• Study material:
PR #1671, opened 2021-07-22
app.properties() context manager

fzumstein:
Closes issue #254 and replaces PR #260 and PR #1658.

And then you wake up one morning and have the solution:

Screen Shot 2021-07-22 at 12 12 32

Feel free to comment, @sdementen and @wkschwartz.


sdementen:
As my 4y daughter would say, "I don't like it, I love it!"
Maybe an alternative name for properties could be "app.set(display_alerts=False)" , it would be easier to remember (for me)

fzumstein:
Great! It was worth the wait then :D

`app.set()` or `app.set_properties()` would be other options, yes. I'll think about it.

sdementen:
It would be worth to replace the kwargs signature by the explicit properties that can be set  to improve documentation and ide autocompletion

fzumstein:
Well, I am merging this as-is, as:

* kwargs: true, but it also means I need to maintain the kwargs manually every time there is a new/changed app property. You can just start with `app.` to get autocomplete, then delete `app.` again. This could still be added later without it being a breaking change.
* name: I did get some external opinions on this and while `properties` may be far from ideal, `set` could give you the wrong impression that you can actually use this outside of a context manager to set properties (while nothing will happen instead).

yzgeqiping:
Hello! When I use the latest version 0.24.3, why other functions can be used successfully, but the UDF has the following problems: "no command specified in the configuration, not autostart server 1000".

• About this task: Which of the lines above hold the word "that"? Copy each one.

• Exercise solution:
It would be worth to replace the kwargs signature by the explicit properties that can be set  to improve documentation and ide autocompletion
* name: I did get some external opinions on this and while `properties` may be far from ideal, `set` could give you the wrong impression that you can actually use this outside of a context manager to set properties (while nothing will happen instead).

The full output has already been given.